*** Opening Information shown ***
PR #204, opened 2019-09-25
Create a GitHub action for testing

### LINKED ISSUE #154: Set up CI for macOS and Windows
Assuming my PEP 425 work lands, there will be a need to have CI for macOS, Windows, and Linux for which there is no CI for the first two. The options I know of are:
*** Closing Information shown ***
■ **Activity**: Set down exactly the line that holds "### LINKED ISSUE" and all lines after it to the end of the data.

■ **Answer for the task**:
### LINKED ISSUE #154: Set up CI for macOS and Windows
Assuming my PEP 425 work lands, there will be a need to have CI for macOS, Windows, and Linux for which there is no CI for the first two. The options I know of are:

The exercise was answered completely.